All of the data is to be set down again without any alteration.

[Records for this exercise]

PR #71, opened 2024-03-27
Navigation and scaffold

### LINKED ISSUE #62: UI: Scaffold and navigations
* Create the basic scaffold used for the home page screens, try to make it simple and generic, we ideally want to reuse it as much as possible.
* Setup the navigation logic between screens, also take into account the login screen.

Baribal02:
The nested navigation graph implemented in MainActivity has a sub-graph homeGraph that englobes the screens used with the bottom app bar.

I regrouped the different parts of the implementation of the NavigationBar in a single file

I changed the screens used in the homeGraph to implement the Scaffold and navigate between them using the NavigationBar.

Close #62


app/src/main/java/ch/epfl/skysync/screens/LoginScreen.kt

[/Records for this exercise]

▶ Reply:
PR #71, opened 2024-03-27
Navigation and scaffold

### LINKED ISSUE #62: UI: Scaffold and navigations
* Create the basic scaffold used for the home page screens, try to make it simple and generic, we ideally want to reuse it as much as possible.
* Setup the navigation logic between screens, also take into account the login screen.

Baribal02:
The nested navigation graph implemented in MainActivity has a sub-graph homeGraph that englobes the screens used with the bottom app bar.

I regrouped the different parts of the implementation of the NavigationBar in a single file

I changed the screens used in the homeGraph to implement the Scaffold and navigate between them using the NavigationBar.

Close #62


app/src/main/java/ch/epfl/skysync/screens/LoginScreen.kt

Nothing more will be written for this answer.